> **Stored data**:
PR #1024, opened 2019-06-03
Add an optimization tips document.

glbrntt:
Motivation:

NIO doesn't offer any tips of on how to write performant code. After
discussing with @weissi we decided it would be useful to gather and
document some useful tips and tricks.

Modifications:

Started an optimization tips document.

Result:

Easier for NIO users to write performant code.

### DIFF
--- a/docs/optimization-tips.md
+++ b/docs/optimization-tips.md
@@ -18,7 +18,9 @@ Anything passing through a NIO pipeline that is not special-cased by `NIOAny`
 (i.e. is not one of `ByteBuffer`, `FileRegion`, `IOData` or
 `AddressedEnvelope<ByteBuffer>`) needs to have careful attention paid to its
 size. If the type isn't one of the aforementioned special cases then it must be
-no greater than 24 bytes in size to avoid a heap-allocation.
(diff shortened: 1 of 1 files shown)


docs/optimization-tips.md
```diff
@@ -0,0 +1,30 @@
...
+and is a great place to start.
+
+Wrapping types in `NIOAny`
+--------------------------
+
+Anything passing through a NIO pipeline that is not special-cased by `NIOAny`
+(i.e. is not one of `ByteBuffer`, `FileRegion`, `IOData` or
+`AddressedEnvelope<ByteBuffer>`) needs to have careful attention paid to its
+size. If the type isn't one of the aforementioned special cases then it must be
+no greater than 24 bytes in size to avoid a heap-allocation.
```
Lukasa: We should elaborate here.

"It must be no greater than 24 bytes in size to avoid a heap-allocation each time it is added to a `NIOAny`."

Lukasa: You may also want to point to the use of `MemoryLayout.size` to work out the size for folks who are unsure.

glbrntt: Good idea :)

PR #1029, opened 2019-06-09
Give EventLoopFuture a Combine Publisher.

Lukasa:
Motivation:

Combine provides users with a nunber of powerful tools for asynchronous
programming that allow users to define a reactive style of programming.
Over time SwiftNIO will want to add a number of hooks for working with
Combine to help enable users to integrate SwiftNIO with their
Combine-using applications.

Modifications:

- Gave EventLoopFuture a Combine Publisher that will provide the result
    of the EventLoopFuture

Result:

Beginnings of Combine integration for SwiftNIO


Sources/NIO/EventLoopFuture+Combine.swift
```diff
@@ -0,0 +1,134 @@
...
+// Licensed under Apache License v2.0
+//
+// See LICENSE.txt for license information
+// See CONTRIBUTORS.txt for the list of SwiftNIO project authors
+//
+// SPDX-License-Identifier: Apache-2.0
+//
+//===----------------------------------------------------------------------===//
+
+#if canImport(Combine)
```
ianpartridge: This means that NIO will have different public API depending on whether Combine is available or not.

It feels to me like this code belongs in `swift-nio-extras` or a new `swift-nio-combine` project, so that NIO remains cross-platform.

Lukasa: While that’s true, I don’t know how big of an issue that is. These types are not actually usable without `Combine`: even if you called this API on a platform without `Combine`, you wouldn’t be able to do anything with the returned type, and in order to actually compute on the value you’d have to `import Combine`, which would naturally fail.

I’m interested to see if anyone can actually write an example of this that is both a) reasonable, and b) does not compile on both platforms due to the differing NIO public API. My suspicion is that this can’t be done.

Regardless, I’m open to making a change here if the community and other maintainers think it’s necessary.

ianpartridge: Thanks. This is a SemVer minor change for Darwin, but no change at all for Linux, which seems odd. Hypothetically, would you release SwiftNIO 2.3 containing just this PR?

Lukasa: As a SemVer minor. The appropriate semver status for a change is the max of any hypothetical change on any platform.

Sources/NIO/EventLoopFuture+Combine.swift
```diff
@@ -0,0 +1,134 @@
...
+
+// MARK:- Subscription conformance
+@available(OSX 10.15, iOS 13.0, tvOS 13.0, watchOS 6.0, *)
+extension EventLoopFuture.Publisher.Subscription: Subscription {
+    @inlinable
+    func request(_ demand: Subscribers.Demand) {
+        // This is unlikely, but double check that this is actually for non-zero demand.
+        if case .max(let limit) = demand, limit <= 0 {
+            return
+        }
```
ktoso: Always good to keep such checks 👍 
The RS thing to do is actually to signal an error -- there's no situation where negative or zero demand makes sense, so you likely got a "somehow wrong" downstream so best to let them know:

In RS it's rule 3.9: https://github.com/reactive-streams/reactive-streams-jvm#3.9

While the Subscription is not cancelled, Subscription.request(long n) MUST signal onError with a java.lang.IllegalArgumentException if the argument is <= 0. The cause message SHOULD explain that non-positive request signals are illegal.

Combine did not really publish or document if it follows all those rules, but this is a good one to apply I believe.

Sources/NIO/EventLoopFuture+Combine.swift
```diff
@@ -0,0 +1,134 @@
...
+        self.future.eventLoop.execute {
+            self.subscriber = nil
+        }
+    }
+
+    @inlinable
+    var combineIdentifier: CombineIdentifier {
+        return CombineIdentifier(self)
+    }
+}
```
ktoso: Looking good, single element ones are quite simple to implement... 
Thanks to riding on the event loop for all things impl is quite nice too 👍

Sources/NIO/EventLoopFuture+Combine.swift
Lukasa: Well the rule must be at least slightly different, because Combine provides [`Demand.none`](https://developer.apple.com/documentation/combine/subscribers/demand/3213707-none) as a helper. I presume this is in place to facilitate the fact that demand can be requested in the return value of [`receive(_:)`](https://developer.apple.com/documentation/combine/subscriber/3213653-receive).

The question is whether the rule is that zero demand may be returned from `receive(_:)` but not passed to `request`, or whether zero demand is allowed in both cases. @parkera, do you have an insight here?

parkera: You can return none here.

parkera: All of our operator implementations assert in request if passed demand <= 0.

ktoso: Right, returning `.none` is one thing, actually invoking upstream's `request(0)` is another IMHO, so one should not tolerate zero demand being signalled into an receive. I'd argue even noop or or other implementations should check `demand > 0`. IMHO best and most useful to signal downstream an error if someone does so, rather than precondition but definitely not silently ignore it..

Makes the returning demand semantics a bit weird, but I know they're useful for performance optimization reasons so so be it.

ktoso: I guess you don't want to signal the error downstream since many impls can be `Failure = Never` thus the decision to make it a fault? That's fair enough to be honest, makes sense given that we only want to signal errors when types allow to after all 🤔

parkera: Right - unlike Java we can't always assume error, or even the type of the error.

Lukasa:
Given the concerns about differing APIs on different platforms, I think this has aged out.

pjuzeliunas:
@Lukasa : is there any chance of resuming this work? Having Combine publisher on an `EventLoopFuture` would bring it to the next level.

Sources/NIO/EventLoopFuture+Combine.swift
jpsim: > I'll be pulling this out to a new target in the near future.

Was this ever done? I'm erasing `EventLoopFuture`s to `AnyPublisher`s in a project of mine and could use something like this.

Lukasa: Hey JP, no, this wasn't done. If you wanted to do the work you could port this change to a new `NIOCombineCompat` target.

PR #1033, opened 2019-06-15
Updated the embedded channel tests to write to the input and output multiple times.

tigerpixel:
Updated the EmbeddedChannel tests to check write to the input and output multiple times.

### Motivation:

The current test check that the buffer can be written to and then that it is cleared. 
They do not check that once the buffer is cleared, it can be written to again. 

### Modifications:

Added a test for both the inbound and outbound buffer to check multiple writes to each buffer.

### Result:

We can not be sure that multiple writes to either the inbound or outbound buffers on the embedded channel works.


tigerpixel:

> **What to do**: Return solely the count of lines in the data above in which the word "both" occurs.

> **Solution for this task**: 3